Crude oil production rising
Libya has not had it easy either politically or economically since the political upheaval in 2011. However, there could be a well-known silver lining coming for the country amongst the instability that persists today — a potential increase in oil prices.
According to Organization of the Petroleum Exporting Countries (OPEC) data, petroleum exports form nearly half of the country’s total exports. Thus, a rise in crude prices would bolster the country’s economic growth substantially.
At the same time, crude oil production in Libya has been rising. Chairman of the state-run National Oil Corporation (NOC), Mustafa Sanalla, revealed that crude oil production exceeded 800,000 barrels per day in May – a first since 2014.
Crude oil production in Libya has been rising at a rapid pace. Only a few days prior, the NOC had said that oil production had just touched the 760,000 barrels a day mark.
Output by operating company in the country is provided in the graph below made available by the NOC.
Reasons for the surge
Hitting 800,000 barrels per day was a major target for the country for this year, which it has already achieved. This has been made possible due to reopening of crucial oil fields – Sharara and El-Feel.
The Sharara field is operated by a joint venture between the NOC and Repsol SA, Total SA, OMV AG and Statoil ASA. It can produce 330,000 barrels per day.
Meanwhile, El Feel, also known as the Elephant, can produce 90,000 barrels per day, and is run by Eni SpA and NOC.
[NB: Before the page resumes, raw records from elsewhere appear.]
PR #359, opened 2021-03-26
Many fixes for various applications and services

0xC0ncord:
This is a large collection of various fixes, appropriately broken up. Several of these commits include rules that I have found to be required in order for a systemd system to boot in enforcing. Many dontaudit rules are also in here (mostly getattr on `/proc`), scattered across the board.


policy/modules/admin/usbguard.te
```diff
@@ -27,6 +27,9 @@ logging_log_file(usbguard_log_t)
 type usbguard_rules_t;
 files_config_file(usbguard_rules_t)
 
+type usbguard_runtime_t;
+files_runtime_file(usbguard_runtime_t)
```
doverride, line 31: you should add a filecon to go with that

policy/modules/system/getty.te
```diff
@@ -123,3 +125,7 @@ optional_policy(`
 optional_policy(`
 	ppp_domtrans(getty_t)
 ')
+
+optional_policy(`
+	systemd_stream_connect_userdb(getty_t)
```
doverride, line 130: should probably just be `auth_use_nsswitch(getty_t)`

policy/modules/system/init.te
```diff
@@ -56,6 +56,12 @@ domain_entry_file(init_t, init_exec_t)
 kernel_domtrans_to(init_t, init_exec_t)
 role system_r types init_t;
 
+#
+# init_tmp_t is the type for /tmp/systemd-private-xxxx
+#
```
doverride, line 61: bad idea, unless you transition back to tmp_t on dirs with name "tmp"

ie:

`filetrans_pattern(init_t, init_tmp_t, tmp_t, dir, "tmp")`

You see these directories will be bind mounted to the service /tmp and that would then mean that any service that has PrivateTmp=yes and that maintains objects in "/tmp" will have to be able to write to i`nit_tmp_t` instead of `tmp_t`

policy/modules/system/init.te
```diff
@@ -294,6 +300,16 @@ ifdef(`init_systemd',`
...
 
+	allow init_t init_var_lib_t:dir manage_dir_perms;
+	allow init_t init_var_lib_t:file manage_file_perms;
+	allow init_t init_var_lib_t:lnk_file manage_lnk_file_perms;
+
+	allow init_t init_tmp_t:dir { manage_dir_perms relabel_dir_perms };
+	allow init_t init_tmp_t:file { manage_file_perms relabel_file_perms };
+	allow init_t init_tmp_t:lnk_file { manage_lnk_file_perms relabel_lnk_file_perms };
+	allow init_t init_tmp_t:sock_file { manage_sock_file_perms relabel_sock_file_perms };
+	files_tmp_filetrans(init_t, init_tmp_t, { dir file })
```
doverride, line 312: this should only apply to dirs (not file, lnk_file, sock_file) AFAIK. also `relabel perms` shouldnt be needed

policy/modules/system/init.te
```diff
@@ -294,6 +300,16 @@ ifdef(`init_systemd',`
 	# /memfd:systemd-state
 	fs_tmpfs_filetrans(init_t, init_runtime_t, file)
 
+	allow init_t init_var_lib_t:dir manage_dir_perms;
+	allow init_t init_var_lib_t:file manage_file_perms;
+	allow init_t init_var_lib_t:lnk_file manage_lnk_file_perms;
```
doverride, line 306: this is probably for `/var/lib/systemd/timers`?

the lnk file is a bit questionable, but in theory I think it is a possible scenario for example `StateDirectory=systemd/timesync` in that case systemd will create the `/var/lib/systemd/timesync` symlink that points to `/var/lib/private/systemd/timesync`

policy/modules/kernel/kernel.te
```diff
@@ -347,6 +347,7 @@ files_list_root(kernel_t)
 files_list_etc(kernel_t)
 files_getattr_etc_runtime_dirs(kernel_t)
 files_mounton_etc_runtime_dirs(kernel_t)
+files_mounton_runtime_dirs(kernel_t)
```
doverride, line 350: is that `/run/initramfs`?

policy/modules/admin/bootloader.te
```diff
@@ -44,6 +44,7 @@ dev_node(bootloader_tmp_t)
 allow bootloader_t self:capability { chown dac_override dac_read_search fsetid mknod setgid sys_admin sys_rawio };
 allow bootloader_t self:process { signal_perms execmem };
 allow bootloader_t self:fifo_file rw_fifo_file_perms;
+allow bootloader_t self:netlink_selinux_socket create_socket_perms;
```
doverride, line 47: You can remove this

policy/modules/admin/bootloader.te
```diff
@@ -82,6 +84,8 @@ dev_dontaudit_rw_generic_dev_nodes(bootloader_t)
 dev_read_rand(bootloader_t)
 dev_read_urand(bootloader_t)
 dev_read_sysfs(bootloader_t)
+# for updating efi variables
+dev_write_sysfs(bootloader_t)
```
doverride, line 88: that doesnt make sense, efi variables are on efivarfs and not sysfs

policy/modules/kernel/devices.if
```diff
@@ -1937,6 +1937,25 @@ interface(`dev_rw_dlm_control',`
...
+##	Domain allowed access.
+##	</summary>
+## </param>
+#
+interface(`dev_filetrans_console_dev',`
+	gen_require(`
+		type device_t;
+	')
+
+	term_create_console($1, device_t)
```
doverride, line 1956: how about: `dev_filetrans($1, console_device_t, chr_file, "console")` instead?

policy/modules/system/init.te
```diff
@@ -468,6 +468,10 @@ ifdef(`init_systemd',`
 	selinux_compute_user_contexts(init_t)
 	selinux_use_status_page(init_t)
 
+	# systemd loads the policy itself instead of using load_policy
+	selinux_load_policy(init_t)
+	seutil_read_bin_policy(init_t)
+
```
doverride, line 482: Does not make sense though... when systemd loads policy, selinux is not even enabled yet, so it wouldnt need that permission. Why would systemd load_policy if selinux is already enabled? Seems questionable...

policy/modules/system/logging.te
```diff
@@ -234,6 +234,7 @@ optional_policy(`
 	init_list_unit_dirs(auditd_t)
 	systemd_start_power_units(auditd_t)
 	systemd_status_power_units(auditd_t)
+	systemd_stream_connect_userdb(auditd_t)
```
doverride, line 238: probably should just call `auth_use_nsswitch()` its resolving names which implies it reads /etc/passwd and /etc/nsswitch

policy/modules/system/init.te
```diff
@@ -445,6 +448,7 @@ ifdef(`init_systemd',`
 	# mount-setup
 	fs_unmount_autofs(init_t)
 	fs_getattr_pstore_dirs(init_t)
+	fs_create_pstore_dirs(init_t)
```
doverride, line 451: I wonder what this is all about:

```
[root@dssp4test2 dssp5]# mkdir /sys/fs/pstore/test
mkdir: cannot create directory ‘/sys/fs/pstore/test’: Operation not permitted
```

policy/modules/system/init.te
```diff
@@ -519,6 +523,9 @@ ifdef(`init_systemd',`
 	# for systemd to read udev status
 	udev_read_runtime_files(init_t)
 
+	udev_relabel_rules_dirs(init_t)
+	udev_relabel_rules_files(init_t)
+
```
doverride, line 528: I dont think systemd relabels /etc let alone /etc/udev?

policy/modules/system/udev.if
```diff
@@ -202,6 +202,50 @@ interface(`udev_manage_rules_files',`
...
+interface(`udev_relabel_rules_dirs',`
+	gen_require(`
+		type udev_rules_t;
+	')
+
+	relabel_dirs_pattern($1, udev_rules_t, udev_rules_t)
+
+	files_search_etc($1)
+
+	udev_search_runtime($1)
```
doverride, line 224: how is `/run/udev` related to this?

policy/modules/system/init.te
0xC0ncord: Certainly this access can be reworked. I added this primarily because I noticed some denials related to services with `PrivateTmp=yes` that look like the following:
```
time->Sat Mar 27 12:04:08 2021
type=AVC msg=audit(1616861048.420:31678): avc:  denied  { relabelfrom } for  pid=1 comm="systemd" name="tmp" dev="dm-9" ino=917506 scontext=system_u:system_r:init_t:s0 tcontext=system_u:object_r:tmp_t:s0 tclass=dir permissive=1
----
time->Sat Mar 27 12:04:08 2021
type=AVC msg=audit(1616861048.420:31679): avc:  denied  { relabelto } for  pid=1 comm="systemd" name="tmp" dev="dm-9" ino=917506 scontext=system_u:system_r:init_t:s0 tcontext=system_u:object_r:tmp_t:s0 tclass=dir permissive=1
```
Yet I'm not really sure what is happening here other than these are visible when services are started or stopped.

doverride:

>
>
> In policy/modules/system/init.te:
>
>> @@ -294,6 +300,16 @@ ifdef(`init_systemd',`
>  	# /memfd:systemd-state
>  	fs_tmpfs_filetrans(init_t, init_runtime_t, file)
>  
> +	allow init_t init_var_lib_t:dir manage_dir_perms;
> +	allow init_t init_var_lib_t:file manage_file_perms;
> +	allow init_t init_var_lib_t:lnk_file manage_lnk_file_perms;
> +
> +	allow init_t init_tmp_t:dir { manage_dir_perms relabel_dir_perms };
> +	allow init_t init_tmp_t:file { manage_file_perms relabel_file_perms };
> +	allow init_t init_tmp_t:lnk_file { manage_lnk_file_perms relabel_lnk_file_perms };
> +	allow init_t init_tmp_t:sock_file { manage_sock_file_perms relabel_sock_file_perms };
> +	files_tmp_filetrans(init_t, init_tmp_t, { dir file })
>
> Certainly this access can be reworked. I added this primarily because I noticed some denials related
> to services with PrivateTmp=yes that look like the following:
>
> time->Sat Mar 27 12:04:08 2021
> type=AVC msg=audit(1616861048.420:31678): avc:  denied  { relabelfrom } for  pid=1 comm="systemd" name="tmp" dev="dm-9" ino=917506 scontext=system_u:system_r:init_t:s0 tcontext=system_u:object_r:tmp_t:s0 tclass=dir permissive=1
> ----
> time->Sat Mar 27 12:04:08 2021
> type=AVC msg=audit(1616861048.420:31679): avc:  denied  { relabelto } for  pid=1 comm="systemd" name="tmp" dev="dm-9" ino=917506 scontext=system_u:system_r:init_t:s0 tcontext=system_u:object_r:tmp_t:s0 tclass=dir permissive=1
>
> Yet I'm not really sure what is happening here other than these are visible when services are started
> or stopped.

ok so it relabels the /tmp/systemd-private-XXXX/tmp dir

That shouldnt be a problem i guess

You can transition to init_tmp_t on tmp_t dirs and then transition back
to tmp on dirs with name "tmp" in dirs with type init_tmp_t

So systemd-private-XXXX can be init_tmp_t, but systemd-private-XXXX/tmp
should be tmp_t again otherwise you break every service with
PrivateTmp=yes

>
> —
>

-- 
gpg --locate-keys ***@***.***
Dominick Grift

policy/modules/kernel/devices.if
0xC0ncord: I did it this way to avoid requiring the `console_device_t` type which belongs to the `terminal` module instead, though I much prefer keeping all the required access in this interface if possible.

policy/modules/system/init.te
0xC0ncord: I only really see these accesses on `/var/lib/systemd/timers`, yes, though I'm not sure if they might occur elsewhere there. In my case I only ever observed systemd trying to `setattr` on the timer files in order to update their timestamps.

doverride:

>
>
> In policy/modules/kernel/devices.if:
>
>> +## <summary>
> +##	Automatic type transition to the type
> +##	for the console device node when created in /dev.
> +## </summary>
> +## <param name="domain">
> +##	<summary>
> +##	Domain allowed access.
> +##	</summary>
> +## </param>
> +#
> +interface(`dev_filetrans_console_dev',`
> +	gen_require(`
> +		type device_t;
> +	')
> +
> +	term_create_console($1, device_t)
>
> I did it this way to avoid requiring the console_device_t type which belongs to the terminal module
> instead, though I much prefer keeping all the required access in this interface if possible.

Right and that makes sense but why didnt you use dev_filetrans() in term_create_console()?

>
> —
>

-- 
gpg --locate-keys ***@***.***
Dominick Grift

doverride:

>
>
> In policy/modules/system/init.te:
>
>> @@ -294,6 +300,16 @@ ifdef(`init_systemd',`
>  	# /memfd:systemd-state
>  	fs_tmpfs_filetrans(init_t, init_runtime_t, file)
>  
> +	allow init_t init_var_lib_t:dir manage_dir_perms;
> +	allow init_t init_var_lib_t:file manage_file_perms;
> +	allow init_t init_var_lib_t:lnk_file manage_lnk_file_perms;
>
> I only really see these accesses on /var/lib/systemd/timers, yes, though I'm not sure if they might
> occur elsewhere there. In my case I only ever observed systemd trying to setattr on the timer files in
> order to update their timestamps.

Yes but, but systemd maintains those timer files so the above is ok

>
> —
>

-- 
gpg --locate-keys ***@***.***
Dominick Grift

0xC0ncord:
> Right and that makes sense but why didnt you use dev_filetrans() in term_create_console()?

Ah, that would be a mistake yes. Fixed.

policy/modules/system/init.te
0xC0ncord: I think this might be related to using the dracut SELinux module which tries to load the policy much earlier in the boot process. Still investigating though.

doverride:
> ok so it relabels the /tmp/systemd-private-XXXX/tmp dir That shouldnt be a problem i guess You can transition to init_tmp_t on tmp_t dirs and then transition back to tmp on dirs with name "tmp" in dirs with type init_tmp_t So systemd-private-XXXX can be init_tmp_t, but systemd-private-XXXX/tmp should be tmp_t again otherwise you break every service with PrivateTmp=yes

Oh i think i have an idea as to why it might relabel it and why i did not see that before.

There might be a filecon interfering:

`matchpatchcon /tmp/systemd-private-XXXX/tmp`

that *should* return `<<none>>` and not `system_u:object_r:tmp_t`

doverride:

>
>
> In policy/modules/system/init.te:
>
>> @@ -468,6 +468,10 @@ ifdef(`init_systemd',`
>  	selinux_compute_user_contexts(init_t)
>  	selinux_use_status_page(init_t)
>  
> +	# systemd loads the policy itself instead of using load_policy
> +	selinux_load_policy(init_t)
> +	seutil_read_bin_policy(init_t)
> +
>
> I think this might be related to using the dracut SELinux module which tries to load the policy much
> earlier in the boot process. Still investigating though.

Right, disable the module

>
> —
>

-- 
gpg --locate-keys ***@***.***
Dominick Grift

doverride:
> Right, disable the module

It's old and it shouldnt be used on systemd systems. You dont want to allow systemd to load policy ideally.

doverride:
I guess that might also have been what causes your "/dev/console" labeling issue but never mind that.

0xC0ncord:
> > ok so it relabels the /tmp/systemd-private-XXXX/tmp dir That shouldnt be a problem i guess You can transition to init_tmp_t on tmp_t dirs and then transition back to tmp on dirs with name "tmp" in dirs with type init_tmp_t So systemd-private-XXXX can be init_tmp_t, but systemd-private-XXXX/tmp should be tmp_t again otherwise you break every service with PrivateTmp=yes
> 
> Oh i think i have an idea as to why it might relabel it and why i did not see that before.
> 
> There might be a filecon interfering:
> 
> `matchpathcon /tmp/systemd-private-XXXX/tmp`
> 
> that _should_ return `<<none>>` and not `system_u:object_r:tmp_t`

Looks like the fix then is a small change to `/tmp/systemd-private-[^/]+/tmp/.*	<<none>>` in `files.fc` then. If that's the case then perhaps the `init_tmp_t` type might not be needed at all. I will verify this.

policy/modules/system/init.te
0xC0ncord: Likewise, this is probably related to using the `udev-rules` dracut module.

doverride:
Right but the `init_tmp_t` on `/tmp/systemd-private-XXXX` dirs is still kind of neat to have though because that can be used to block "others" access to the private `/tmp` dirs. Its a bit weird though, and so I will leave whatever you choose to do here to others to judge

policy/modules/system/init.te
0xC0ncord: Honestly not sure either, but it comes from this denial during boot:
```
audit: type=1400 audit(1616864322.098:3): avc:  denied  { create } for  pid=1 comm="systemd" name="pstore" scontext=system_u:system_r:init_t:s0 tcontext=system_u:object_r:pstore_t:s0 tclass=dir permissive=1
```
Also to note that this is after I have updated my dracut configuration such as to not include the selinux or udev-rules modules.

0xC0ncord:
> Right but the `init_tmp_t` on `/tmp/systemd-private-XXXX` dirs is still kind of neat to have though because that can be used to block "others" access to the private `/tmp` dirs. Its a bit weird though, and so I will leave whatever you choose to do here to others to judge

That's a good point. More than likely I will leave it.

doverride:
Whatever you choose to do though: to ensure that the PrivateTmp dir is labeled properly do:
```
systemd-run -p PrivateTmp=yes -t /bin/sh
....
ls -alZ /tmp
```
it should be `tmp_t`

policy/modules/system/init.te
0xC0ncord: Hm. Even after removing that module I still see this denial:
```
audit: type=1400 audit(1616864322.185:5): avc:  denied  { relabelto } for  pid=1 comm="systemd" name="rules.d" dev="tmpfs" ino=9 scontext=system_u:system_r:init_t:s0 tcontext=system_u:object_r:udev_rules_t:s0 tclass=dir permissive=1
```

policy/modules/system/udev.if
0xC0ncord: Looking over it again, I don't think it is. That access was copied from the above interfaces when I made these new ones. Notwithstanding the above (whether these interfaces are needed at all), this access can be removed.

doverride:

>
>
> In policy/modules/system/init.te:
>
>> @@ -519,6 +523,9 @@ ifdef(`init_systemd',`
>  	# for systemd to read udev status
>  	udev_read_runtime_files(init_t)
>  
> +	udev_relabel_rules_dirs(init_t)
> +	udev_relabel_rules_files(init_t)
> +
>
> Likewise, this is probably related to using the udev-rules dracut module.

okay then, I guess ...
>
> —
>

-- 
gpg --locate-keys ***@***.***
Dominick Grift

doverride:

>
>
> In policy/modules/system/init.te:
>
>> @@ -445,6 +448,7 @@ ifdef(`init_systemd',`
>  	# mount-setup
>  	fs_unmount_autofs(init_t)
>  	fs_getattr_pstore_dirs(init_t)
> +	fs_create_pstore_dirs(init_t)
>
> Honestly not sure either, but it comes from this denial during boot:

Do you have a tmpfs mounted on /sys/fs?

its trying to mkdir /sys/fs/pstore but unless there is a tmpfs mounted
on /sys/fs it wouldnt even be able to create that dir on the sysfs

I think , we have little choice but to allow this

>
> audit: type=1400 audit(1616864322.098:3): avc:  denied  { create } for  pid=1 comm="systemd" name="pstore" scontext=system_u:system_r:init_t:s0 tcontext=system_u:object_r:pstore_t:s0 tclass=dir permissive=1
>
> Also to note that this is after I have updated my dracut configuration such as to not include the
> selinux or udev-rules modules.
>
> —
>

-- 
gpg --locate-keys ***@***.***
Dominick Grift

policy/modules/kernel/kernel.te
0xC0ncord: Yes, though I will probably remove this access since after removing the selinux dracut module, it seems this is no longer needed.

doverride:

>
>
> In policy/modules/system/init.te:
>
>> @@ -519,6 +523,9 @@ ifdef(`init_systemd',`
>  	# for systemd to read udev status
>  	udev_read_runtime_files(init_t)
>  
> +	udev_relabel_rules_dirs(init_t)
> +	udev_relabel_rules_files(init_t)
> +
>
> Hm. Even after removing that module I still see this denial:

Okay then i guess it should just be allowed. Not sure what is causing
this but the avc denial is pretty conclusive: its really pid1
>
> audit: type=1400 audit(1616864322.185:5): avc:  denied  { relabelto } for  pid=1 comm="systemd" name="rules.d" dev="tmpfs" ino=9 scontext=system_u:system_r:init_t:s0 tcontext=system_u:object_r:udev_rules_t:s0 tclass=dir permissive=1
>
> —
>

-- 
gpg --locate-keys ***@***.***
Dominick Grift

0xC0ncord:
> Do you have a tmpfs mounted on /sys/fs?

I do not.

> its trying to mkdir /sys/fs/pstore but unless there is a tmpfs mounted on /sys/fs it wouldnt even be able to create that dir on the sysfs I think , we have little choice but to allow this

OK.

doverride:

>
>
> In policy/modules/kernel/kernel.te:
>
>> @@ -347,6 +347,7 @@ files_list_root(kernel_t)
>  files_list_etc(kernel_t)
>  files_getattr_etc_runtime_dirs(kernel_t)
>  files_mounton_etc_runtime_dirs(kernel_t)
> +files_mounton_runtime_dirs(kernel_t)
>
> Yes, though I will probably remove this access since after removing the selinux dracut module, it
> seems this is no longer needed.

Aside from that, I would probably associate a private type with the
/run/initramfs dir

(filecon "/run/initramfs" dir (system_u object_r
dracut_restore_initramfs_t ((s0)(s0))))
(filecon "/run/initrafs/.*" any ())

ie. only label the dir and everything below it can be <<none>> (i think)

>
> —
>

-- 
gpg --locate-keys ***@***.***
Dominick Grift

doverride:

>  Do you have a tmpfs mounted on /sys/fs?
>
> I do not.
>
>  its trying to mkdir /sys/fs/pstore but unless there is a tmpfs mounted on /sys/fs it wouldnt even
>  be able to create that dir on the sysfs I think , we have little choice but to allow this
>
> OK.

Does not make sense though as you cannot create dirs on sysfs...

Maybe its a bug

>
> —
>

-- 
gpg --locate-keys ***@***.***
Dominick Grift

0xC0ncord:
> Does not make sense though as you cannot create dirs on sysfs... Maybe its a bug

I'm thinking similarly. I will drop this access temporarily from my working tree and try booting in enforcing again and see what happens. If I can boot fine, I will drop this access from this PR and we can look into it afterwards.

0xC0ncord:
> I guess that might also have been what causes your "/dev/console" labeling issue but never mind that.

Looks like this was the case, so I will drop this as well.

0xC0ncord:
> Aside from that, I would probably associate a private type with the /run/initramfs dir (filecon "/run/initramfs" dir (system_u object_r dracut_restore_initramfs_t ((s0)(s0)))) (filecon "/run/initrafs/.*" any ()) ie. only label the dir and everything below it can be <<none>> (i think)

I'm trying to find an appropriate place for something like this. The dracut module is actually part of the gentoo policy and not refpolicy. The files module has a file context for `/initrd` as `root_t`, but not `/run/initramfs`, so I'm thinking that maybe it should be labeled `root_t` instead.

doverride:

>  Aside from that, I would probably associate a private type with the /run/initramfs dir (filecon
>  "/run/initramfs" dir (system_u object_r dracut_restore_initramfs_t ((s0)(s0)))) (filecon
>  "/run/initrafs/.*" any ()) ie. only label the dir and everything below it can be <> (i think)
>
> I'm trying to find an appropriate place for something like this. The dracut module is actually part of
> the gentoo policy and not refpolicy. The files module has a file context for /initrd as root_t, but
> not /run/initramfs, so I'm thinking that maybe it should be labeled root_t instead.

/run/initramfs is used my dracut-initramfs-restore (i guess refpolicy
has not targeted that service yet?)

https://git.defensec.nl/?p=dssp3.git;a=blob_plain;f=policy/system/dracutinitramfs.cil;hb=HEAD


>
> —
>

-- 
gpg --locate-keys ***@***.***
Dominick Grift

0xC0ncord:
> /run/initramfs is used my dracut-initramfs-restore (i guess refpolicy has not targeted that service yet?) https://git.defensec.nl/?p=dssp3.git;a=blob_plain;f=policy/system/dracutinitramfs.cil;hb=HEAD

If that's the case I think that change is better suited for its own PR, though I will definitely take a look at it in the future.

policy/modules/admin/bootloader.te
0xC0ncord: The comment is probably wrong, and I'm not really sure what to make of the actual denial:
```
time->Sun Mar 14 16:42:55 2021
type=PROCTITLE msg=audit(1615754575.219:5887): proctitle=656669626F6F746D6772002D71002D620030303030002D42
type=PATH msg=audit(1615754575.219:5887): item=0 name="/sys/firmware/efi/vars/del_var" inode=20936 dev=00:0e mode=0100200 ouid=0 ogid=701 rdev=00:00 obj=system_u:object_r:sysfs_t:s0 nametype=NORMAL cap_fp=0 cap_fi=0 cap_fe=0 cap_fver=0 cap_frootid=0
type=CWD msg=audit(1615754575.219:5887): cwd="/root"
type=SYSCALL msg=audit(1615754575.219:5887): arch=c000003e syscall=257 success=no exit=-13 a0=ffffff9c a1=7b17a7cc9f60 a2=1 a3=0 items=1 ppid=228501 pid=228523 auid=1000 uid=0 gid=0 euid=0 suid=0 fsuid=0 egid=0 sgid=0 fsgid=0 tty=pts0 ses=11 comm="efibootmgr" exe="/usr/sbin/efibootmgr" subj=staff_u:sysadm_r:bootloader_t:s0-s0:c0.c1023 key="access"
type=AVC msg=audit(1615754575.219:5887): avc:  denied  { write } for  pid=228523 comm="efibootmgr" name="del_var" dev="sysfs" ino=20936 scontext=staff_u:sysadm_r:bootloader_t:s0-s0:c0.c1023 tcontext=system_u:object_r:sysfs_t:s0 tclass=file permissive=0
```

policy/modules/system/init.te
0xC0ncord: After looking at this again I found that in my case, I can still boot in enforcing without this access.

policy/modules/admin/bootloader.te
dkjii-g: /sys/firmware/efi/vars might just be mislabeled, I guess that depends on the context in fstab

policy/modules/system/init.te
dkjii-g: You should copy fedora for systemd or dracut when fixing selinux denials

policy/modules/kernel/devices.if
```diff
@@ -3391,6 +3391,25 @@ interface(`dev_setattr_null_dev',`
...
 ')
 
+########################################
+## <summary>
+##	Do not audit attempts to set the attributes of
+##	the null device nodes.
+## </summary>
+## <param name="domain">
+##	<summary>
+##	Domain allowed access.
```
pebenito, line 3401: Incorrect summary.

policy/modules/system/init.te
```diff
@@ -460,6 +490,8 @@ ifdef(`init_systemd',`
 	auth_relabel_login_records(init_t)
 	auth_relabel_pam_console_data_dirs(init_t)
 	auth_domtrans_chk_passwd(init_t)
+	# for systemd dynamic users
+	auth_rw_shadow(init_t)
```
pebenito, line 494: Needs to be conditional.

policy/modules/system/init.te
```diff
@@ -56,6 +56,12 @@ domain_entry_file(init_t, init_exec_t)
 kernel_domtrans_to(init_t, init_exec_t)
 role system_r types init_t;
 
+#
+# init_tmp_t is the type for /tmp/systemd-private-xxxx and /tmp/namespace-dev-xxxx
+#
+type init_tmp_t;
```
pebenito, line 62: I agree with Dominick, I'm not convinced this is a good change.

policy/modules/system/systemd.te
```diff
@@ -1264,6 +1285,21 @@ seutil_read_file_contexts(systemd_sessions_t)
...
+########################################
+#
+# sysctl local policy
+#
+
+dontaudit systemd_sysctl_t self:capability sys_ptrace;
+
+kernel_read_kernel_sysctls(systemd_sysctl_t)
+kernel_request_load_module(systemd_sysctl_t)
+kernel_rw_all_sysctls(systemd_sysctl_t)
```
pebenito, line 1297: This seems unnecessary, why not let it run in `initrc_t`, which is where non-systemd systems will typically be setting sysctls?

Both fields resumed production towards the end of April. El Feel is dependent on the Sharara field as the latter provides electricity to El Feel. Thus, it was able to restart production only after Sharara started pumping oil.
Meanwhile, production resumption from the Al-Bayda oilfield after a gap of four years also helped in increasing output. According to the Arabian Gulf Oil Company, the field was generating 10,000 barrels per day.